Contrary to the common notion of the Christians that the church is the yardstick of one’s spirituality or the standard of measuring one’s self, for St. Francis, it was God who could only be the standard for his being.

St. Francis embraced poverty with all his heart. He believed that poverty is the best way to be close to Jesus. And that Jesus loved the poor. He was more than willing to bask in poverty and to devote his life into it.

As G.K. Chesterton described him: “So soon as he certainly has followers, he does not compare himself with his followers, towards whom he might appear as a master; he compares himself more and more with his Master, towards whom he appears only a servant.”

When St. Francis has vacation in a deserted church at San Damiano: “Francis, go repair my house, which is falling into ruins.” For him, to restore the church is his true calling, for it for Christ.

St. Francis was then asked to write a rule for his own order, but he refused to reasoning that the Gospel was more than enough. St. Francis lived his life centered to poverty. He did not ask for any comfort, but enjoyed being poor instead.

According to Jim Wallace, St. Francis is the greatest teacher. He did not merely preach on what a person should do, but did what he think is right for the humanity. He furthered that St. Francis would definitely turn one’s life to change drastically.

St. Francis’s story is very much related in our situation today in the society. So many pressing social issue and problems are needed to be resolved imperatively. Our problems range from economic to political.

It is commendable that St. Francis had embraced poverty without any remorse, without reluctance. For one, poverty has been the world’s greatest problem. After poverty, come famine, unhealthy bodies and minds. As for today, people do their best in order to veer away from poverty. In today’s context, poverty is a problem that should be eradicated. Poverty, in these modern times, tackles unfavorable economic condition; crime; lack of education; absence of food security; unemployment; among others.

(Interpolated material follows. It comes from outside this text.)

PR #919, opened 2022-07-05
remove ability to embed as iframe across other sites

foodaka:
Removes ability to embed aave website as iframe on other websites to reduce clickjacking attemps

I can say that St. Francis’s nobility can still be relevant today as he learned the value of humility. Humility and poverty combined can truly bring us to places. And selfishness will bring us nowhere. Aside from loving ourselves, we have to love others, to have a more meaningful life.

In today’s era, when there is indeed a misallocation of resources living the gap between the rich and the poor even bigger, we have our own choice.

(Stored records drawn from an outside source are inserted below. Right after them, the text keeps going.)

PR #935, opened 2022-07-12
feat: add reserve factor [skip cypress]

defispartan:
Display reserve factor in borrow info section of reserve overview page.

reservefactor

CollectorTooltip


foodaka (approved):

src/modules/reserve-overview/ReserveConfiguration.tsx
```diff
@@ -401,6 +402,25 @@ export const ReserveConfiguration: React.FC<{ reserve: ComputedReserveData }> =
                     <ReserveSubheader value={reserve.borrowCapUSD} />
                   </PanelItem>
                 )}
+                <PanelItem
+                  title={
+                    <ReserveFactorTooltip
+                      text={<Trans>Reserve factor</Trans>}
```
drewcook, line 408: Just looking at this and `TextWithTooltip.tsx` as a potential optimization.

We could eliminate having to pass in `text={<Trans>....</Trans>}` by just wrapping the text prop with the `Trans` component and be more DRY.  Doing so would allow any of these tooltip components to just take in `text="some text"` and it eventually get wrapped at the base level.

We'd update [this line](https://github.com/aave/interface/blob/main/src/components/TextWithTooltip.tsx#L27) to be `{text && <Typography {...rest}><Trans>{text}</Trans></Typography>}`

Thoughts?

foodaka: Nice catch @drewcook - i think its a nice little optmization

drewcook: Great question.  This is something worthy to test - make the change and run the extractor to see if it is indeed able to pick up on the dynamic values post-injection into the JSX templates.  I wonder if also running the extractor against the source files vs dist files after `yarn build` would make any difference to this scenario as well, just a side thought.  Of course we'll want it to run against our source files for daily development, though.  Regardless, I think it's worth testing and a great call out.

MareskoY (dismissed):

src/modules/reserve-overview/ReserveConfiguration.tsx
defispartan: @drewcook Could you create a separate issue to look in to this?

drewcook: I have been keeping an eye on this during development.  It looks like it _does not_ pick up on dynamic values.  It will stringify them with the JSX `{}` and an arbitrary variable for the value within it, rather than being able to compile it.  I believe this is because the i18n is manually run via compile/build time rather than runtime.  Those dynamic bits will be filled in with the proper values at runtime, and so the language interpreter wouldn't be able to guess those.

Here are some examples where dynamic bits are being used within JSX tags:

[one](https://github.com/aave/interface/blob/main/src/locales/de/messages.po#L105)
[two](https://github.com/aave/interface/blob/main/src/locales/fr/messages.po#L171)
[three](https://github.com/aave/interface/blob/main/src/locales/es/messages.po#L339)

Now, that said, the translation is able to translate anything else. But in the case where we'd want to pass in a large string/sentence as a prop and have it translated, I'm not sure the `.po` files will pick up on that, and at runtime, it may still be english, since that's what we wrote it in in code.

This said, I'm happy to put these findings into an issue though and fully test it if we think it's worth our while.

drewcook: New issue representing this - https://github.com/aave/interface/issues/960

MareskoY (approved):

grothem (approved):

grothem (dismissed):

src/modules/reserve-overview/ReserveConfiguration.tsx
```diff
@@ -431,6 +432,21 @@ export const ReserveConfiguration: React.FC<{ reserve: ComputedReserveData }> =
                   </ParentSize>
                 </ChartContainer>
               )}
+              <Box
+                sx={{ display: 'inline-flex', alignItems: 'center', pt: '42px', pb: '12px' }}
```
drewcook, line 436: For some of these `px` values, we can use the built in MUI values, which map to 1=4px.  So `pb: '12px'` can become `pb: 3` and `'42px'` can become `10.5`.

src/modules/reserve-overview/ReserveFactorOverview.tsx
```diff
@@ -0,0 +1,83 @@
...
+        <Link
+          href={explorerLinkBuilder({
+            address: collectorContract,
+          })}
+          target="_blank"
+          sx={{ textDecoration: 'none' }}
+        >
+          <Box sx={{ display: 'flex', alignItems: 'center' }}>
+            <Typography variant="description" color="text.secondary">
+              Link
```
drewcook, line 64: Could this be better display text for the link?

src/components/infoTooltips/ReserveFactorTooltip.tsx
```diff
@@ -0,0 +1,26 @@
...
+  collectorLink?: string;
+}
+
+export const ReserveFactorTooltip = ({ collectorLink, ...rest }: ReserveFactorTooltipProps) => {
+  return (
+    <TextWithTooltip {...rest}>
+      <Trans>
+        Reserve factor is a percentage of interest which goes to a{' '}
+        {collectorLink ? (
+          <Link href={collectorLink} target="_blank">
```
drewcook, line 16: Please add `rel="noopener"` for any `target="_blank"` links as a best practice.  We'll want to practice this with new additions.  I recently added them to all existing new window links.  This attribute helps protect us because it prevents the website we link to from gaining access to our page/app via the window object.

drewcook (changes requested):
Just a few small things that could be improved, nothing major in the code.

src/modules/reserve-overview/ReserveConfiguration.tsx
defispartan: If this page is ever re-designed, it makes sense to refactor the styling and change these. For now I think it's fine to leave it though

src/modules/reserve-overview/ReserveFactorOverview.tsx
defispartan: I matched the color from the design.

I actually tested this with `text.primary` instead, and it looked much worse having the link the same color as the text/number fields

src/components/infoTooltips/ReserveFactorTooltip.tsx
defispartan: These are added automatically in our Link primitive: https://github.com/aave/interface/blob/92269df64a68a3502cb0fd8ff77f399e8503af0e/src/components/primitives/Link.tsx#L90, so my `target="_blank"` here is useless

drewcook: Right... I made that change, ha!

src/modules/reserve-overview/ReserveFactorOverview.tsx
drewcook: I was commenting mainly on the verbiage `Link`.  Maybe something like `View Contract` or whatever is most relevant and less generic?

src/components/infoTooltips/ReserveFactorTooltip.tsx
drewcook: Digging deeper on this topic, we can also support an `external` prop for `<Link/>`, as _we are assuming all uses of Link will be opening in a new tab_.  There's nothing wrong with that approach, but in cases where we don't want that to happen, we'd have the flexibility.  We could then add `target="_blank" rel="noopener"` only when the `external` prop is passed in.  Just some extra thoughts on this..

drewcook: Wow, disregard this last comment, should've read it first!

defispartan: The `Link` detects whether it's external based on the url (starting with 'http'). It's probably not as robust as an external prop, but good enough for most cases

src/modules/reserve-overview/ReserveFactorOverview.tsx
```diff
@@ -0,0 +1,83 @@
...
+          <Typography variant="description">
+            <Trans>Collector Contract</Trans>
+          </Typography>
+        }
+      >
+        <Link
+          href={explorerLinkBuilder({
+            address: collectorContract,
+          })}
+          target="_blank"
```
drewcook, line 59: Suppose these uses should be changed to `isExternal` now..

drewcook: Disregard this, but in response to your comment, yeah a prop may seem redundant when passing in a link elsewhere, but is more robust than the current check.

drewcook (changes requested):
The only action items after discussion seem to be just removing the redundant `target="_blank"` references on `Link`, since that's determined and added under the hood.

defispartan:
> The only action items after discussion seem to be just removing the redundant `target="_blank"` references on `Link`, since that's determined and added under the hood.

Sounds good, I'm updating the "Link" text to "View contract" as well

src/modules/reserve-overview/ReserveFactorOverview.tsx
drewcook: @defispartan Last ref here

defispartan: Fixed

drewcook (approved):
Looks good 👍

Millions of people are getting hungry around the world. Most of the children do not have proper education. In some parts of the world, to have a decent life remains an illusion.

To dwell in our problems without the motivation to move on; and to accept what we have while persevering on what we achieve while doing humanitarian acts.

Poverty can teach us certain virtues. Poverty teaches us to remain humble, to share with other people the how great or little our blessings we have.

We have to maintain gratified in whatever problem may come our way. For in every problem, there is a solution. In every good deed, there is a corresponding reward. More than the material things, it is better to have self-fulfillment in bringing changes to other people’s lives. Each of us can make a difference only if we choose to.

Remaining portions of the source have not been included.